External Directory Structure

While it suffices for users to store their local copy of the data in the current working directory of their R session, the external directory structure in the DeployR server environment is not transparent to the users. For this reason, you need to put the files into the external directories for them.

The external directory structure is really a tree of public and private directories hanging off a common base directory managed by you, the DeployR administrator.

The default base directory for the external directory structure might be:

  • On Windows, C:/Program Files/Microsoft/DeployR-<version>/deployr/external/data/
  • On Linux, /home/deployr-user/deployr/<version>/deployr/external/data
  • On Mac OS X (DeployR Open only), /Users/deployr-user/deployr/<version>/deployr/external/data

Two external subdirectories are automatically created by the server the first time the corresponding user logs into the system. The first directory is called /public and contains the files that can be read by any authenticated users on the server.

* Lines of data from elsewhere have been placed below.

PR #305, opened 2019-08-29
Bug 1744532: Adds machineCIDR noProxy support for all platforms

danehans:
Previously, machineCIDR was only being added to the default noProxy list for clusters installed in cloud provider environments. According to https://bugzilla.redhat.com/show_bug.cgi?id=1744532, machineCIDR is used for vSphere and bare metal installations too. This PR adds machineCIDR to the default noProxy list for all installation types, provides consistency with PR https://github.com/openshift/installer/pull/2286

### DIFF
--- a/pkg/util/proxyconfig/no_proxy.go
+++ b/pkg/util/proxyconfig/no_proxy.go
@@ -20,11 +20,30 @@ import (
 // provided, a comma-separated string of cluster-wide noProxy settings
 // are returned.
 func MergeUserSystemNoProxy(proxy *configv1.Proxy, infra *configv1.Infrastructure, network *configv1.Network, cluster *corev1.ConfigMap) (string, error) {
+	// TODO: This will be flexible when master machine management is more dynamic.
+	type installConfig struct {
+		ControlPlane struct {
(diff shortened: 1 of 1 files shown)


pkg/util/proxyconfig/merge.go
```diff
@@ -20,11 +20,30 @@ import (
...
+	type installConfig struct {
+		ControlPlane struct {
+			Replicas string `json:"replicas"`
+		} `json:"controlPlane"`
+		Networking struct {
+			MachineCIDR string `json:"machineCIDR"`
+		} `json:"networking"`
+	}
+	var ic installConfig
+	data, ok := cluster.Data["install-config"]
```
squeed: Do all clusters have an install-config? Including UPI clusters?

danehans: @squeed yes, all install types include an install-config with machineCIDR. See the [user docs ](https://github.com/openshift/installer/blob/master/docs/user) as a reference. A similar installer [PR](https://github.com/openshift/installer/pull/2286) was just merged.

The second directory is the user’s private directory. Each private external directory can be found at <DeployR_Install_Dir>/external/data/{deployr_username_private_directory}. Files in each private directory are available only to that authenticated user during a live session. The administrator can also manually create these subdirectories in advance. The names of the directories are case-sensitive.

For example, the user testuser would have access to the files under:

  • The private external directory, <DeployR_Install_Dir>/deployr/external/data/testuser
  • The /public directory, <DeployR_Install_Dir>/deployr/external/data/public

It is up to the administrator to inform each user of which files are available in the /public directory and which files are in their private directory.

Adding Files to External Directories

A file can be added to the external directories in one of two ways:

  • You can place the file, on the user's behalf, into his or her private external directories or into the /public external directory so that it can be access when running R code.

  • A user can execute R code that will write a file directly into his or her private external directory.

Ultimately, the administrator is responsible for moving and managing files in the external directories as well as informing users that the files exist and their whereabouts.

To reference one of these files in the code, a user must declare and, therefore, know if the given file is stored in the /public external subdirectory or the user's private subdirectory. This declaration is done using the deployrExternal function in the deployrUtils package.

This function provides read and write access to big data files in a portable way whether the R code is run locally or in the remote DeployR server environment. For more information, point your users to the Writing Portable R Code guide and the package help for this function (??deployrUtils::deployrExternal).

Currently there is no user interface to display the names of the files in this directory. Additionally, due to the potentially large size of the data, we do not expose any API or other facility for moving data into the external directories.